Being covalent molecular glues, they don’t rely heavily on cooperative binding, compared to monovalent ones.
“This means that a lot of the required binding energy is contributed by direct interactions between the two proteins, and the molecule orchestrates this binding without needing to have strong affinity for both of them. Thereby, even undruggable targets can be modulated by proximity-inducing drugs. Even more appealing is the variety of responses that can be achieved through them, which go beyond only blocking its activity, instead rewiring it in a way that cannot easily be compensated for by the cancer cell or that can directly restore the molecular function underlying the disease,” said Brand.
Additionally, Proxygen is putting together programs beyond degradation to reprogram target protein biology in new ways using novel induced proximity modalities. Hit-to-lead optimization studies are planned for next year.
Next-generation proximity medicines: how do RIPTACs work?
Meanwhile, Regulated Induced Proximity Targeted Chimeras (RIPTACs) are another kind of next-generation proximity medicine moving up the pipeline. Pioneered by Halda Therapeutics – owned by Johnson & Johnson since December – these glues exhibit what Halda called the “hold and kill” mechanism to destroy cancer cells.
Instead of relying on E3 ligases and the cell’s proteasome to destroy a protein, RIPTACs are molecules whose one end binds to the target protein and the other to the pan-essential protein required for cell survival, thus forming the ternary complex to degrade the problematic protein. Halda’s RIPTAC HLD-0915 hit the clinic last year and early results were encouraging.
These molecules are highly selective, akin to antibody-drug conjugates, but act as oral small molecules. In fact, there may be molecular glues that can overcome the challenges associated with ADCs, the main one being drug resistance.
Can proximity molecules overcome ADC drug resistance?
Glue DACs, developed by Massachusetts-based Fortitude Biomedicines are hoped to achieve this by swapping traditional cytotoxic payloads for molecular glue degraders.
“Resistance is increasingly emerging as a challenge in the current ADC therapeutic landscape. The field urgently needs payloads with distinct mechanisms of action. GLUE-DAC technology meets this unmet need by combining the validated delivery capabilities of antibodies with the transformative potential of targeted protein degradation,” Jin Wang, professor in Pharmacology at Baylor College of Medicine, had said in a press release.
With its Glue DAC in the discovery stage, Fortitude launched with $13 million in seed funding in 2026. Hoping to expand the therapeutic window of ADCs, the company’s president and chief executive officer (CEO) Jesse Chen called the mechanism “powerful.”
He said: “With proprietary antibody-based technology, we are unlocking the ability to precisely target diseases while engaging the body’s own biology in powerful, transformative ways.”

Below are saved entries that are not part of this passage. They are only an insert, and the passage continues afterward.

PR #513, opened 2017-08-27
Fix alerts beacon handling to send each alert once

gadyaari:
1) Make sure each alert is only reported once.

### DIFF
--- a/lib/Diagnostics/Diagnostics.js
+++ b/lib/Diagnostics/Diagnostics.js
@@ -108,10 +108,9 @@ class Diagnostics extends EventEmitter {
     updateBeacons(beaconsModificationObj) {
         let isReported = false;
         let isRemoved = false;
-
         if (beaconsModificationObj.report) {
-            isReported = true;
-            this._reportBeacon(beaconsModificationObj.report);
+            // Only if new alerts were inserted to the map, update beacon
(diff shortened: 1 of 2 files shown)


lib/Diagnostics/Diagnostics.js
```diff
@@ -160,30 +165,34 @@ class Diagnostics extends EventEmitter {
...
         return Q.fcall(()=> {
             let streamHealth = StreamHealth.Good;
-            if (this.reportedAlerts.length) {
+            if (this.reportedAlerts.size) {
                 let isPoor = false;
                 let isFair = false;
-                _.forEach(this.reportedAlerts, a => {
-                    if (a.health === StreamHealth.Poor) {
+                this.reportedAlerts.forEach((value) => {
+                    if (value.health === StreamHealth.Poor) {
```
kalturaguy: why not streamHealth=Math.max(streamHealth,alert.health)?

gadyaari: because streamHealth is not an enum, but of type:
`const StreamHealth = {
    Good: 'Good',
    Fair: 'Fair',
    Poor: 'Poor'
};`

gadyaari: If I change it to numeric enum the dashboard would have to parse it to string.
I thought we wanted to save this necessity from it

PR #520, opened 2017-09-06
Fix entryServerNode type issues and erase ttl from beacon action

gadyaari:


lib/BackendClient.js
```diff
@@ -182,8 +178,16 @@ var BackendClient = (function(){
     }
 
     function getServerType(serverNodeId, resultReceived) {
-        return (resultReceived.primaryServerNodeId === serverNodeId) ? kalturaTypes.KalturaEntryServerNodeType.LIVE_PRIMARY :
-            kalturaTypes.KalturaEntryServerNodeType.LIVE_BACKUP;
+        // return (resultReceived.primaryServerNodeId === serverNodeId) ? kalturaTypes.KalturaEntryServerNodeType.LIVE_PRIMARY :
+        //     kalturaTypes.KalturaEntryServerNodeType.LIVE_BACKUP;
+        if (resultReceived.primaryServerNodeId === serverNodeId) {
+            return (serverNodeId === 0) ? kalturaTypes.KalturaEntryServerNodeType.LIVE_PRIMARY :
```
kalturaguy: this looks like a bug...  if serverNodeId is 0 it means we don't know it yet...

PR #476, opened 2015-11-29
Add `fresh/vich-uploader-serialization-bundle` to suggest section of composer.json

fre5h:
https://github.com/fre5h/VichUploaderSerializationBundle provides an easy integration with JMSSerializerBundle by using two additional annotations. Would be nice to include this bundle into suggestions of VichUploaderBundle.


K-Phoen:
Sorry but I'm not willing to add an almost unknown bundle the the suggestions of this project (which is already quite long…)

PR #479, opened 2015-12-03
[WIP] travis allowed to fail with symfony 3

tgabi333:


K-Phoen:
Removing the "@dev" annotations is a good idea and so is testing against PHP7. But considering that the tests are allowed to fail against Symfony 3.0 might not be. The tests are supposed to pass and if they don't, I want them to be red (even if they fail because of a dependency resolution problem).

Could you remove symfony 3 from the list of allowed failures? I'll merge this PR once it's done.

tgabi333:
allow failures removed :+1:

K-Phoen:
Thanks! :+1:

PR #480, opened 2015-12-03
remove test namespace from autoloading

tgabi333:
It removes 3 files from autoloading, not much, but a good start to clean up the optimized autoloader maps.

A lot of test files remains in the loader path because the root directory is the autoloading psr-4 root directory too. It should be separated to another dir.


K-Phoen:
Thanks!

Similarly, California-based General Proximity is trying to speed up the discovery of drugs rooted in molecule glue mechanisms. Its OmniTAC platform scans a host of effector proteins to develop next-generation proximity medicines to address cancer, cardiometabolic disease, neurodegeneration. Investors FreeMind Investments and Daewoong Pharmaceuticals have put their faith in the platform, having spent an undisclosed amount on the startup this month.
As next-generation proximity degraders are rising to the challenge of drugging undruggable targets, it looks like how drug developers are hunting for these medicines is also changing, and possibly for the better.